Due to the patterns they started to see in the whale song, researches decided to tag the whales they came across to help extend their research further and deepen their understanding of why these whales vocalisations had a pattern and what could it mean.


What they discovered was that the whale’s sound patterns were based on their feeding and migration. Whales feed primarily on krill. This means they do the majority of their feeding and hunting in the daytime, as that’s when krill are most densely packed together out in the open.


Under the blanket of night is when whales appear to become more vocal. We assume this is because they have swapped out feeding time for show time, using the hours where they aren’t using their enormous mouths to feed, to instead communicate with one another.


Whales tend to do a lot less feeding during migrations as well. Instead, they use their large fat stores to provide energy as they move.
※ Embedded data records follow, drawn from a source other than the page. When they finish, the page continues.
PR #636, opened 2024-11-05
NE-1815: Activate dynamic cookies for dynamic server slots (DCM)

alebedev87:
- Introduced a "dynamic" option for ["cookie" directive](https://docs.haproxy.org/2.8/configuration.html#4-cookie) used on plain HTTP, edge and re-encrypt routes. This option activates the dynamic cookie creation per server, applicable only for dynamic server slots (static server slots set cookie values explicitly). Without this option, dynamic servers will not set a cookie value.

- Added the ["dynamic-cookie-key" directive](https://docs.haproxy.org/2.8/configuration.html#dynamic-cookie-key) to re-ecrypt routes to align the dynamic cookie handling across all route types (plain HTTP and edge already have "dynamic-cookie-key").This directive is used to generate a unique cookie value for a each route.

`Set-Cookie` header sent from dynamic servers before this change:
```
set-cookie: a84fef2b01006bb7036c768d4a819999=; Expires=Thu, 01-Jan-1970 00:00:01 GMT; path=/; HttpOnly
```

and after:
```
set-cookie: a84fef2b01006bb7036c768d4a819999=424f3944a7ac32ec; path=/; HttpOnly
```

**Note**: the dynamic cookie value is a 16 chars long hash which is different from the cookie set on the static servers (32 chars).

Previous PR on the same topic (dynamic cookies for DCM slots): https://github.com/openshift/origin/pull/20557. This PR introduced "dynamic-cookie-key" directive for plain http/edge and passthrough backends in order to be able to disable the dynamic cookies for blueprint routes buy default and re-enable after a reload.

### DIFF
--- a/images/router/haproxy/conf/haproxy-config.template
+++ b/images/router/haproxy/conf/haproxy-config.template
@@ -703,6 +703,8 @@ backend {{ genBackendNamePrefix $cfg.TLSTermination }}:{{ $cfgIdx }}
               {{- "" }} secure attr SameSite={{ $samesite }}
             {{- end }}
           {{- end }}
+          {{- with $dynamicConfigManager }} dynamic
+          {{- end }}
         {{- end }}{{/* end disable cookies check */}}
 
         {{- if matchValues (print $cfg.TLSTermination) "edge" "reencrypt" }}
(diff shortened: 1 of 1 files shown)


gcs278:
@alebedev87 Generally everything looks fine to me. Tested it out too.

But do you know why they [put](https://github.com/openshift/origin/pull/20557/files#diff-21bd64a4ad8a7927e9d59e99e09628efc884fe6d6291e50eb33c5deb3d2a79f0R570) `dynamic-cookie-key` in the passthrough backend section? Passthrough operates on layer 4 (except for reading SNI...), so it can't use cookies. What's the point of having that config in the backend for passthrough?

alebedev87:
> But do you know why they [put](https://github.com/openshift/origin/pull/20557/files#diff-21bd64a4ad8a7927e9d59e99e09628efc884fe6d6291e50eb33c5deb3d2a79f0R570) dynamic-cookie-key in the passthrough backend section? Passthrough operates on layer 4 (except for reading SNI...), so it can't use cookies. What's the point of having that config in the backend for passthrough?

No idea. I agree, I don't think it makes any sense on passthrough routes. I didn't want to remove anything though, just to make the PR easier and less "destructive".

gcs278:
> I didn't want to remove anything though, just to make the PR easier and less "destructive".

That's fair. We can clean up later, but it isn't hurting anything right now.

/lgtm
/approve

PR #627, opened 2024-10-10
OCPBUGS-42972: Support appProtocol: kubernetes.io/h2c

Miciah:
#### Rename `mustCreate` to `mustCreateRoute`

Rename the `mustCreate` type used in tests to `mustCreateRoute`.

#### Add test cases for `appProtocol`

Define a new `mustCreateEndpointSlice` type for tests, and use it to define new test cases where the endpointslice associated with the route specifies `appProtocol` with the recognized value "h2c" and unrecognized values "unknown-value" and "kubernetes.io/h2c".

#### Support `appProtocol: kubernetes.io/h2c`

Recognize both "h2c" and "kubernetes.io/h2c" as valid values for `appProtocol`.  Update the expectations for the "route with appProtocol: kubernetes.io/h2c" test case accordingly. 

--- 

Follow-up to  #328.

PR #637, opened 2024-11-08
NE-1815: Add verifyhost to dynamic server slots for re-encrypt routes (DCM)

alebedev87:
This PR introduces  [the "verifyhost" configuration setting](https://docs.haproxy.org/2.8/configuration.html#verifyhost) to dynamic server slots during template rendering. This ensures consistent behavior with static servers.

The "verifyhost" uses the FQDN of the primary service only, as it's not feasible to predict which service endpoint will be used when alternate backends are available.Consequently, dynamic servers for re-encrypt routes are not intended to handle alternate backend endpoints. A reload is forced when endpoint changes occur for alternate backend services in a re-encrypt route.

The commit which added the server certificate verification without `verifyhost`: https://github.com/openshift/router/commit/50a330de5a3da9636b36b5e9e62ddbc374b99524.

### DIFF
--- a/images/router/haproxy/conf/haproxy-config.template
+++ b/images/router/haproxy/conf/haproxy-config.template
@@ -769,6 +769,15 @@ backend {{ genBackendNamePrefix $cfg.TLSTermination }}:{{ $cfgIdx }}
               {{- else }}
                 {{- if not (isTrue $router_disable_http2) }} alpn h2,http/1.1
                 {{- end }}
+                {{- /*
+                    Add "verifyhost" for the primary service only. This server is not intended
+                    to be used for alternate backend endpoints. A reload will be triggered if
+                    an alternate backend endpoint is added dynamically.
+                */ -}}
+                {{- with $serviceUnit := index $.ServiceUnits $cfg.PrimaryServiceUnitKey -}}
+                    {{- if $cfg.VerifyServiceHostname }} verifyhost {{ $serviceUnit.Hostname }}
+                    {{- end }}
+                {{- end }}
                 {{- if gt (len $defaultDestinationCA) 0 }} verify required ca-file {{ $defaultDestinationCA }}
                 {{- else }} verify none
                 {{- end }}
--- a/pkg/router/router_test.go
+++ b/pkg/router/router_test.go
@@ -7,7 +7,6 @@ import (
 	"io/ioutil"
 	"os"
 	"path/filepath"
-	"reflect"
 	"strconv"
 	"strings"
 	"sync"
@@ -42,6 +41,7 @@ import (
 	"github.com/openshift/router/pkg/router"
 	"github.com/openshift/router/pkg/router/controller"
 	templateplugin "github.com/openshift/router/pkg/router/template"
+	haproxyconfigmanager "github.com/openshift/router/pkg/router/template/configmanager/haproxy"
 	"github.com/openshift/router/pkg/router/writerlease"
 )
 
@@ -153,9 +153,13 @@ u3YLAbyW/lHhOCiZu2iAI8AbmXem9lW6Tr7p/97s0w==
 -----END RSA PRIVATE KEY-----
 `,
 		DefaultCertificateDir: h.dirs["certs"],
-		ReloadFn:              func(shutdown bool) error { return nil },
-		TemplatePath:          "../../images/router/haproxy/conf/haproxy-config.template",
-		ReloadInterval:        reloadInterval,
+		// DefaultDestinationCAPath enables the host verification ("verifyhost")
+		// based on the service hostname for re-encrypt routes without
+		// DestinationCACertificate set.
+		DefaultDestinationCAPath: "dummy",
+		ReloadFn:                 func(shutdown bool) error { return nil },
+		TemplatePath:             "../../images/router/haproxy/conf/haproxy-config.template",
+		ReloadInterval:           reloadInterval,
 		HTTPResponseHeaders: []templateplugin.HTTPHeader{{
 			Name:   "x-foo",
 			Value:  "'bar'",
@@ -167,6 +171,10 @@ u3YLAbyW/lHhOCiZu2iAI8AbmXem9lW6Tr7p/97s0w==
 			Action: "Set",
 		}},
 		SecretManager: &fakesm.SecretManager{},
+		DynamicConfigManager: haproxyconfigmanager.NewHAProxyConfigManager(templateplugin.ConfigManagerOptions{
+			ConnectionInfo:    "unix:///var/lib/dymmy",
+			MaxDynamicServers: 1,
+		}),
 	}
 	plugin, err = templateplugin.NewTemplatePlugin(pluginCfg, svcFetcher)
 	if err != nil {
@@ -670,10 +678,12 @@ func TestConfigTemplate(t *testing.T) {
 		},
 		"route with appProtocol: unknown-value": {
 			mustCreateWithConfig{
-				mustCreateEndpointSlice: mustCreateEndpointSlice{
-					name:        "servicep1",
-					serviceName: "servicep1",
-					appProtocol: "unknown-value",
+				mustCreateEndpointSlices: []mustCreateEndpointSlice{
+					{
+						name:        "servicep1",
+						serviceName: "servicep1",
+						appProtocol: "unknown-value",
+					},
 				},
 				mustCreateRoute: mustCreateRoute{
 					name:              "p1",
@@ -692,10 +702,12 @@ func TestConfigTemplate(t *testing.T) {
 		},
 		"route with appProtocol: h2c": {
 			mustCreateWithConfig{
-				mustCreateEndpointSlice: mustCreateEndpointSlice{
-					name:        "servicep2",
-					serviceName: "servicep2",
-					appProtocol: "h2c",
+				mustCreateEndpointSlices: []mustCreateEndpointSlice{
+					{
+						name:        "servicep2",
+						serviceName: "servicep2",
+						appProtocol: "h2c",
+					},
 				},
 				mustCreateRoute: mustCreateRoute{
 					name:              "p2",
@@ -713,10 +725,12 @@ func TestConfigTemplate(t *testing.T) {
 		},
 		"route with appProtocol: kubernetes.io/h2c": {
 			mustCreateWithConfig{
-				mustCreateEndpointSlice: mustCreateEndpointSlice{
-					name:        "servicep3",
-					serviceName: "servicep3",
-					appProtocol: "kubernetes.io/h2c",
+				mustCreateEndpointSlices: []mustCreateEndpointSlice{
+					{
+						name:        "servicep3",
+						serviceName: "servicep3",
+						appProtocol: "kubernetes.io/h2c",
+					},
 				},
 				mustCreateRoute: mustCreateRoute{
 					name:              "p3",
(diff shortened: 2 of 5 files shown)


alebedev87:
> Force a reload if the endpoints change for a multi-service route. This is necessary to ensure that we write out server lines with verifyhost and the correct host name for multi-service routes.

This would be the safest, yes. Let me see whether I can find a way to do this.

alebedev87:
/retitle [WIP] NE-1815: Add verifyhost to dynamic server slots for re-encrypt routes (DCM)

Work In Progress until https://github.com/openshift/router/pull/637#issuecomment-2465041632 is addressed.

alebedev87:
> Force a reload if the endpoints change for a multi-service route. This is necessary to ensure that we write out server lines with verifyhost and the correct host name for multi-service routes.

Addressed [here](https://github.com/openshift/router/pull/637/files#diff-2d8eb06e37fa38846f1923194ac1079fb4d811d75e57c501a329dff5b886b0ea).

alebedev87:
Changed `TestConfigTemplate` to converge to the approach from https://github.com/openshift/router/pull/627.

alebedev87:
Rebased from `master` after https://github.com/openshift/router/pull/627 was merged.

pkg/router/template/router.go
```diff
@@ -878,6 +878,14 @@ func (r *templateRouter) dynamicallyReplaceEndpoints(id ServiceUnitKey, service
 			weight = 0
 		}
 
+		if cfg.TLSTermination == routev1.TLSTerminationReencrypt && cfg.VerifyServiceHostname && cfg.ActiveServiceUnits > 1 {
```
gcs278, line 881: Do you need to check for reencrypt? `cfg.VerifyServiceHostname` is only set to true if it's reencrypt via:
https://github.com/openshift/router/blob/9779c5eed8d4f327e7921eda09f011bc33b3e1c4/pkg/router/template/router.go#L1020-L1022

```suggestion
		if cfg.VerifyServiceHostname && cfg.ActiveServiceUnits > 1 {
```

gcs278: Also, is there any reason this can't be earlier in the function? it's within the for loop of `service.ServiceAliasAssociations`, but doesn't use anything from the iteration.

images/router/haproxy/conf/haproxy-config.template
```diff
@@ -769,6 +769,23 @@ backend {{ genBackendNamePrefix $cfg.TLSTermination }}:{{ $cfgIdx }}
...
+                {{- /*
+                    Add "verifyhost" with service hostname only if both are true:
+                    - The route has a single active service.
+                    - The route does not have a destination CA certificate.
+
+                    Limiting "verifyhost" to a single service route is essential,
+                    as it's not possible to reliably predict which service’s endpoint will be used
+                    when alternate backends are available.
+                */ -}}
+                {{- if and $cfg.VerifyServiceHostname (eq $cfg.ActiveServiceUnits 1) -}}
```
gcs278, line 781: So if `cfg.ActiveServiceUnits > 1`, then this entire reencrypt backend is effectively not dynamic (that's unfortunate). However, the config still shows up with the dynamic servers:
```
  server _dynamic-pod-1 172.4.0.4:8765 weight 0 ssl disabled check inter 5000ms verify required ca-file /var/run/configmaps/service-ca/service-ca.crt
  server _dynamic-pod-2 172.4.0.4:8765 weight 0 ssl disabled check inter 5000ms verify required ca-file /var/run/configmaps/service-ca/service-ca.crt
  server _dynamic-pod-3 172.4.0.4:8765 weight 0 ssl disabled check inter 5000ms verify required ca-file /var/run/configmaps/service-ca/service-ca.crt
```

Did you consider moving this condition up so that we don't even print any dynamic server lines? They are totally unusable right? I know it's mostly a NO-OP, but it might be more explicit when debugging the config to not mislead folks into thinking this dynamic servers are actually useful.

EDIT: See my next comment since this might be OBE.

images/router/haproxy/conf/haproxy-config.template
```diff
@@ -769,6 +769,23 @@ backend {{ genBackendNamePrefix $cfg.TLSTermination }}:{{ $cfgIdx }}
...
+                    {{- range $serviceUnitName, $weight := $cfg.ServiceUnitNames -}}
+                        {{- with $serviceUnit := index $.ServiceUnits $serviceUnitName -}}
+                            {{- print " verifyhost " $serviceUnit.Hostname }}
+                            {{- break }}
+                        {{- end }}
+                    {{- end }}
+                {{- end }}
```
gcs278, line 788: I don't know what our philosophy is on DCM, or how much efficiency we are trying to squeeze out of it, but did you consider the strategy of always assuming dynamic servers are reserved for the primary backend (not the alternates), and change your logic to only reload if an alternate backend endpoints needs syncing?

While it might be an asymmetrical efficiency gain, it'd be a net gain to avoid reloading for primary backend endpoint changes. Net positive, but yes, asymmetrical gains (primary wins while alternate lose). Also depends the added complexity and whether that provides reasonable ROI. Not trying to demand we need to be as perfect as possible, but I'm just curious.

pkg/router/router_test.go
```diff
@@ -732,23 +746,95 @@ func TestConfigTemplate(t *testing.T) {
...
+				},
+				mustMatchConfig: mustMatchConfig{
+					section:     "backend",
+					sectionName: reencryptBackendName(h.namespace, "q3"),
+					attribute:   "server",
+					value:       "_dynamic-pod-1 172.4.0.4:8765 weight 0 ssl disabled check inter 5000ms alpn h2,http/1.1 verify required ca-file dummy",
+					fullMatch:   true,
+				},
+			},
+		},
```
gcs278, line 828: Easy way to test VerifyHost doesn't get added with `destinationCACertificate`?

gcs278 (commented):
Nice catch finding this and I appreciate the code comments.

pkg/router/template/router.go
gcs278: > Right, it's redundant. I just wanted to highlight the fact that it only impacts reencrypt routes.

That's fine.

> It uses cfg (type ServiceAliasConfig) which is retrieved from the state. This loop is supposed to iterate over all the routes associated with a given service. Also, I wanted this condition to be close to the place where we call ReplaceRouteEndpoints of DCM.

Whoops, sorry I missed the `cfg`.

images/router/haproxy/conf/haproxy-config.template
gcs278: > Upd: just recalled that the main problem was to bring the notion of alternate service to the template, all service units of a route are the same for the moment.

I see, it'd require more refactoring than probably it's worth for the added efficiency since we don't distinguish between the primary backend and alternate backends. It's something we can keep in mind for later improvements.

gcs278:
I think the approach is reasonable given the constraints, and I've done some testing of my own with reencrypt routes and DCM to make sure it works as expected. I think there are some potential future refactoring we should do with the unit test in `router_test.go`, such as maybe separate the DCM plugin testing into a different package (might be some future overlap that cause issues), but it seems reasonable given the state of DCM.

/lgtm

@Miciah I'll yield to you for review and approval.

images/router/haproxy/conf/haproxy-config.template
alebedev87: [This commit](https://github.com/openshift/router/pull/637/commits/17d42d1cc1c16523420bf6c98d7932545e3d9bc5) can do what you proposed.

pkg/router/router_test.go
```diff
@@ -732,23 +746,69 @@ func TestConfigTemplate(t *testing.T) {
...
+				mustMatchConfig: mustMatchConfig{
+					section:     "backend",
+					sectionName: reencryptBackendName(h.namespace, "q"),
+					attribute:   "server",
+					value:       "_dynamic-pod-1 172.4.0.4:8765 weight 0 ssl disabled check inter 5000ms alpn h2,http/1.1 verifyhost serviceq.default.svc verify required ca-file dummy",
+					fullMatch:   true,
+				},
+			},
+		},
+		"No verifyhost for dynamic slot when alternate backend is used": {
```
gcs278, line 774:
```suggestion
		"Verifyhost for dynamic slot uses primary backend when alternate backend is present": {
```

images/router/haproxy/conf/haproxy-config.template
gcs278: :+1: Looks good, doesn't seem to add too much complexity, and it made the fix slightly more efficient.

gcs278:
@alebedev87 Your recent updates look good to me, just one last minor comment. You will need to update your PR description if you plan to keep the commit (and presumably squash if you want to keep it clean).

alebedev87:
> Your recent updates look good to me, just one last minor comment. You will need to update your PR description if you plan to keep the commit (and presumably squash if you want to keep it clean).

Thanks a lot! The commits are fixed up, the description is updated.

alebedev87:
/label docs-approved
/label px-approved

Technical gap, no need to ping the docs people.

alebedev87:
/label acknowledge-critical-fixes-only

This change impacts only the DCM enabled router which is not the case by default. [The featuregate](https://github.com/openshift/cluster-ingress-operator/pull/1159) needs to be enabled to activate DCM.

alebedev87:
/test e2e-aws-serial

`e2e-aws-serial` passed the test but the whole job took too long and timed out:

```
INFO[2024-11-20T13:41:05Z] Step phase test succeeded after 2h29m19s.    
INFO[2024-11-20T13:41:05Z] Running multi-stage phase post               
INFO[2024-11-20T13:41:05Z] Running step e2e-aws-serial-gather-aws-console. 
{"component":"entrypoint","file":"sigs.k8s.io/prow/pkg/entrypoint/run.go:169","func":"sigs.k8s.io/prow/pkg/entrypoint.Options.ExecuteProcess","level":"error","msg":"Process did not finish before 4h0m0s timeout","severity":"error","time":"2024-11-20T13:41:22Z"}
```

gcs278:
Thanks for the updates & the responses.
/lgtm

Will let @Miciah approve.

pkg/router/router_test.go
```diff
@@ -732,23 +746,69 @@ func TestConfigTemplate(t *testing.T) {
...
+					{
+						name:        "serviceq",
+						serviceName: "serviceq",
+					},
+				},
+				mustCreateRoute: mustCreateRoute{
+					name:              "q",
+					host:              "qexample.com",
+					targetServiceName: "serviceq",
+					weight:            int32(100),
```
Miciah, line 761: Why is `weight` needed in this test case?  Is it used just to verify that the dynamic server does not start with the route weight?

alebedev87: No, I think I did it for consistency with the alternate backend case which I wanted to look "real". None of them really influence the template rendering: `weight` is always `0`.

pkg/router/router_test.go
```diff
@@ -842,6 +907,21 @@ func (e mustCreateRoute) Apply(h *harness) error {
...
+	alternateBackends := []routev1.RouteTargetReference{}
+	if e.alternateBackend != "" {
+		fifty := int32(50)
+		alternateBackends = []routev1.RouteTargetReference{
+			{
+				Name:   e.alternateBackend,
+				Weight: &fifty,
+			},
+		}
+		weight = &fifty
```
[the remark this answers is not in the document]
alebedev87: What you think is not correct? I wanted the 50-50 balance between 2 services.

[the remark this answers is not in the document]
alebedev87: Added a dedicated field for the alternate backend weight.

pkg/router/router_test.go
```diff
@@ -842,6 +911,23 @@ func (e mustCreateRoute) Apply(h *harness) error {
 	if e.targetServiceName != "" {
 		serviceName = e.targetServiceName
 	}
+	weight := new(int32)
```
Miciah, line 914: Not a big deal, but is there a reason you use `weight := new(int32)` instead of using `var weight int32`?

pkg/router/router_test.go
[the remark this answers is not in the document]
Miciah: I see, I didn't understand your intention before, so I'm glad I asked.  Thanks for changing the test expectation to be more explicit!

pkg/router/router_test.go
alebedev87: No, I was just inspired by the previous code which did this: `Weight: new(int32)`.

Miciah:
Thanks!
/approve
/lgtm

alebedev87:
/retest

Tests are not starting for an hour.

Miciah:
Thanks!  
/approve
/lgtm
(Hm, I thought I already posted this comment.)

PR #638, opened 2024-11-14
OCPBUGS-43745: force http-keep-alive to 1s

frobware:


frobware:
Another sample required.

/test perfscale-aws-ingress-perf

PR #640, opened 2024-11-27
[WIP] HAProxy config check

gcs278:
Swap TemplatePlugin and StatusAdmitter ordering so that StatusAdmitter is the last plugin so that the TemplatePlugin can reject a route based on whether HAProxy rejects the configuration.

When TemplatePlugin adds a route, it also writes the config file without reloading, and runs the configuration check script. If the configuration check script fails with the new route, the route will be removed from the state and it will be rejected.

Example failure for https://issues.redhat.com//browse/OCPBUGS-27741 looks like:
```yaml
status:
  ingress:
  - conditions:
    - lastTransitionTime: "2024-11-27T16:40:59Z"
      message: Failed to validate HAProxy config with route. Review the openshift-router
        logs for more details on the validation failure.
      reason: HAProxyCheckConfigFailed
      status: "False"
      type: Admitted
    host: route-service1-default.apps.gspence-2024-11-27-0943.devcluster.openshift.com
    routerCanonicalHostname: router-default.apps.gspence-2024-11-27-0943.devcluster.openshift.com
    routerName: default
    wildcardPolicy: None
```

WIP:
- Additional unit testing coverage
- Test & confirm that writing the config before reloading is OKAY
- Research impact of swapping StatusAdmitter and TemplatePlugin ordering
- Understand performance impact of running `haproxy -c` on every route add or change.

### DIFF
--- a/images/router/haproxy/Dockerfile
+++ b/images/router/haproxy/Dockerfile
@@ -17,5 +17,6 @@ USER 1001
 EXPOSE 80 443
 WORKDIR /var/lib/haproxy/conf
 ENV TEMPLATE_FILE=/var/lib/haproxy/conf/haproxy-config.template \
-    RELOAD_SCRIPT=/var/lib/haproxy/reload-haproxy
+    RELOAD_SCRIPT=/var/lib/haproxy/reload-haproxy \
+    CONFIG_CHECK_SCRIPT=/var/lib/haproxy/check-haproxy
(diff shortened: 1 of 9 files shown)


gcs278:
This was a fun experiment, but this is a complex and risky change that needs more work done understanding performance impacts, and it's likely this shouldn't merge in it's current state:
/close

But while feeding behaviours may be on hold during migrations, the opera of whale song continues and even occurs now during the day.


When they come to a standstill, recharging and feeding in the day, they go back to their regular routine of singing at night time.


Although we do not yet know exactly why whales tend to sing so much, especially when on the move, it is thought that the increased singing during migrations is possibly an attempt to communicate with other whales for mating.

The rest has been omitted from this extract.